(Collected data)

--- START ---

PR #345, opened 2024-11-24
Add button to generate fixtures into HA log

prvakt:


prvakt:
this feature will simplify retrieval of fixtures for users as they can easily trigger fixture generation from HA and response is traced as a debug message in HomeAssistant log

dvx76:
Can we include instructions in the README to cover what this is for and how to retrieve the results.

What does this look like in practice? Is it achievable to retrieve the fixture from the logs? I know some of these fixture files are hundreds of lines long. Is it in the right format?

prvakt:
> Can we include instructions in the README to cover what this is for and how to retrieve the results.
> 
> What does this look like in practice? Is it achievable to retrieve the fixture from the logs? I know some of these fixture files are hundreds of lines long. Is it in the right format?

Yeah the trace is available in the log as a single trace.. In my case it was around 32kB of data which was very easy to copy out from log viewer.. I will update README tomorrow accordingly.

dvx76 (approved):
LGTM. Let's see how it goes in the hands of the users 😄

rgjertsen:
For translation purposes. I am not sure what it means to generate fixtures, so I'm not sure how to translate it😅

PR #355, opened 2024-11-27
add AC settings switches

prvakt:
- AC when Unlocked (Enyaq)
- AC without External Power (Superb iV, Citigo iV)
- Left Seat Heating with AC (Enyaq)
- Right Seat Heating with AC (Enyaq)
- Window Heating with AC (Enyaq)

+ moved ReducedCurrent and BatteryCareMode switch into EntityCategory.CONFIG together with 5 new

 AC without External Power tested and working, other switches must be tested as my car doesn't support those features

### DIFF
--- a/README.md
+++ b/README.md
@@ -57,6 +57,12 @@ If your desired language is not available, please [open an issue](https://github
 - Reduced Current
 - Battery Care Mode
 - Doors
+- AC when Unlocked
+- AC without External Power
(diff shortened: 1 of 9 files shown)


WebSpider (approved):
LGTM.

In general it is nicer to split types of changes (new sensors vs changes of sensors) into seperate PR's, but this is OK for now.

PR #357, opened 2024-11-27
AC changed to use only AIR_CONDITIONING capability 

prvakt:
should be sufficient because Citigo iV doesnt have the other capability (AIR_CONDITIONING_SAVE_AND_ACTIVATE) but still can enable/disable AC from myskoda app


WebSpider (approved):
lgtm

--- END ---

== WHAT YOU ARE ASKED TO DO ==
Take every line from the records that holds "Citigo" and copy it down.

== RESPONSE TO THIS EXERCISE ==
- AC without External Power (Superb iV, Citigo iV)
should be sufficient because Citigo iV doesnt have the other capability (AIR_CONDITIONING_SAVE_AND_ACTIVATE) but still can enable/disable AC from myskoda app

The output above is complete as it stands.